▼▼▼

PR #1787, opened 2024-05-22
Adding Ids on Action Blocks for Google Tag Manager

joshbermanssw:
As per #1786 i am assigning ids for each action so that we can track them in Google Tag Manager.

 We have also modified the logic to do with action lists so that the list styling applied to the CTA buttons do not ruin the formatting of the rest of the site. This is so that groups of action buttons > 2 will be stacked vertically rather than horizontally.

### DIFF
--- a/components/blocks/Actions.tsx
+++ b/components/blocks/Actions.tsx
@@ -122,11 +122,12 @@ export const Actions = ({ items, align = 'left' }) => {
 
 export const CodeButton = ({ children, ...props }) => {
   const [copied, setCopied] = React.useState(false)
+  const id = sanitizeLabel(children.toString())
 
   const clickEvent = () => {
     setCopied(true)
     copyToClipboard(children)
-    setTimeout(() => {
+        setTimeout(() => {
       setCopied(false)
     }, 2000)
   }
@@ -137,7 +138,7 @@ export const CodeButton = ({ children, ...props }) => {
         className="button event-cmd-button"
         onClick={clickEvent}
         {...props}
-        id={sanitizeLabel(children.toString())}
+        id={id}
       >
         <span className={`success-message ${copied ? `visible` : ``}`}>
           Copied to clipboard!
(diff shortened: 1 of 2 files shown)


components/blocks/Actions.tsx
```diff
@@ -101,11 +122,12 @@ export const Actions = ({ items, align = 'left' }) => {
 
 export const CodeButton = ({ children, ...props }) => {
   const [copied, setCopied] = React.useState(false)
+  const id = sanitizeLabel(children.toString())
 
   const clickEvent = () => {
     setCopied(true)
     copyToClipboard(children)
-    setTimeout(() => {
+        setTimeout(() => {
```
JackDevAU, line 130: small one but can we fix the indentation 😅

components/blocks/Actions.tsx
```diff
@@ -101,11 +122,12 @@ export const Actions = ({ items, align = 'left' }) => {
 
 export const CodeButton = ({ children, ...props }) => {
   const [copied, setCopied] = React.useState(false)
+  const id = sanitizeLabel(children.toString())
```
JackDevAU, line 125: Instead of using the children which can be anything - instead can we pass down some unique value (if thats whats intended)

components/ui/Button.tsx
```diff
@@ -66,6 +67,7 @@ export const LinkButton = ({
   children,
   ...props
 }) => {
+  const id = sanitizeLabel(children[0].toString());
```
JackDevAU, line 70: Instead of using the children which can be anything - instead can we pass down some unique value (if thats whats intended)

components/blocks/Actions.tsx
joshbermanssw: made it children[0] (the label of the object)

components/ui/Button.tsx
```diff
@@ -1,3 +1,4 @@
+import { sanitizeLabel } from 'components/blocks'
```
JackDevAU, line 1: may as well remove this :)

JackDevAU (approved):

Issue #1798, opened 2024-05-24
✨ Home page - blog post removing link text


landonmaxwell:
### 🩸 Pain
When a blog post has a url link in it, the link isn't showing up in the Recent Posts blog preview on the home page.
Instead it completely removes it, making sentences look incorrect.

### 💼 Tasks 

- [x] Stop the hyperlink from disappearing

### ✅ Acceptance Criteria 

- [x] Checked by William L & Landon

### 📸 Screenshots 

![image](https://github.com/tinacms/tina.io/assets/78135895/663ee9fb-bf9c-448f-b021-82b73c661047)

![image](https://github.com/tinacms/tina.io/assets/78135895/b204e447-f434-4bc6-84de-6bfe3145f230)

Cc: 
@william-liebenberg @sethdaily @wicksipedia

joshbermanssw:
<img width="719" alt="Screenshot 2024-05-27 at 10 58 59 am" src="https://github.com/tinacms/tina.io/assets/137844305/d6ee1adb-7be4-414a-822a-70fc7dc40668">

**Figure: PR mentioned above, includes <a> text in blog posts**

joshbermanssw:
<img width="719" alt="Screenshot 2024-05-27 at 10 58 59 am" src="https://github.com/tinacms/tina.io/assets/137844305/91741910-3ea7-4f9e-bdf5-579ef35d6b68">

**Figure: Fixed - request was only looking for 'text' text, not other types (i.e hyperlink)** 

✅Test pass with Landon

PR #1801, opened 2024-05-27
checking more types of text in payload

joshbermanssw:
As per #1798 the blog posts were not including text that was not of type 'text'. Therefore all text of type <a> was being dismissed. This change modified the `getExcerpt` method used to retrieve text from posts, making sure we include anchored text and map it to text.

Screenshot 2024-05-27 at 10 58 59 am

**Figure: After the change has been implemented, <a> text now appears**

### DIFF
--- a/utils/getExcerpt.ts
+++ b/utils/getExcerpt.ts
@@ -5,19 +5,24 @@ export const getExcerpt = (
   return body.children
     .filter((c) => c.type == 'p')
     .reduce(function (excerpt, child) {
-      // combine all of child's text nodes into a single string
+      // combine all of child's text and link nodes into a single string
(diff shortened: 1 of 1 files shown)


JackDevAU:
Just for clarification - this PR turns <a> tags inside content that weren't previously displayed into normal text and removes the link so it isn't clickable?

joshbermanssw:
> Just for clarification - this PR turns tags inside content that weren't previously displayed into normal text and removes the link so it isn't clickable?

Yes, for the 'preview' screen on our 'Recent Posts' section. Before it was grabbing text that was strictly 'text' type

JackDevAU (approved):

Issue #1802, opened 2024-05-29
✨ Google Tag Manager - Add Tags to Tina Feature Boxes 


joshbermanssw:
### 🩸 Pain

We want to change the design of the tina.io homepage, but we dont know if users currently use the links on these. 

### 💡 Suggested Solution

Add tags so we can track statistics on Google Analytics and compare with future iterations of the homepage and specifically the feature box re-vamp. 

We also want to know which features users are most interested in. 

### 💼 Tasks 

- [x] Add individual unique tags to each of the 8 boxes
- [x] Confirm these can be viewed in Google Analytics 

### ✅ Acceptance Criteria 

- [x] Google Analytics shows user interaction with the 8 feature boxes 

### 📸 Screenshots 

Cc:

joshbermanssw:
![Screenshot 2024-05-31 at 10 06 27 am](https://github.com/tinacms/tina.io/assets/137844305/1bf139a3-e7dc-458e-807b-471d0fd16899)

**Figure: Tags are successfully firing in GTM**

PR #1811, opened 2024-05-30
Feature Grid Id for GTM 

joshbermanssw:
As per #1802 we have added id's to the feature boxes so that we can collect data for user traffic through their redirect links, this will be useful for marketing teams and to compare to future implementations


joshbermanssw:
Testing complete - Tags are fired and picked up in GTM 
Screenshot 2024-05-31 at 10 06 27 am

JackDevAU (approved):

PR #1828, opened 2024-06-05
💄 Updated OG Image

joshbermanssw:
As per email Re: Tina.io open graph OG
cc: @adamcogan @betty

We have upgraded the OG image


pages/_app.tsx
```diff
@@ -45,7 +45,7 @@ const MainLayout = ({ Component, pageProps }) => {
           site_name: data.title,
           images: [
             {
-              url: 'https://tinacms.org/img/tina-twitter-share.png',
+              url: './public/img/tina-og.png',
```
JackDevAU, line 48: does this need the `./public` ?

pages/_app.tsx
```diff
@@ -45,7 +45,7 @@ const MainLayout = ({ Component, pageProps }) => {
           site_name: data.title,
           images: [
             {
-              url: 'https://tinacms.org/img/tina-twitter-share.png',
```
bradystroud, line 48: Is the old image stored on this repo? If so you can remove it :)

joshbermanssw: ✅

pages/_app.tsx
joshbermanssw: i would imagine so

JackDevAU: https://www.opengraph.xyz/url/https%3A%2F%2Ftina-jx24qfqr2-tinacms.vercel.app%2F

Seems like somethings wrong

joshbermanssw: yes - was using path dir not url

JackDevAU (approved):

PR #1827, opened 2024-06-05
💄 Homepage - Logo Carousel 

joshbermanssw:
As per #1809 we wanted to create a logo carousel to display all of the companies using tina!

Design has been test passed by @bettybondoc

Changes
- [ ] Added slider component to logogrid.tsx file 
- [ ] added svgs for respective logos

▲▲▲

| YOUR ASSIGNMENT |
Return, from the data, each line where the string "Analytics" occurs.

| ANSWER BELOW |
Add tags so we can track statistics on Google Analytics and compare with future iterations of the homepage and specifically the feature box re-vamp. 
- [x] Confirm these can be viewed in Google Analytics 
- [x] Google Analytics shows user interaction with the 8 feature boxes 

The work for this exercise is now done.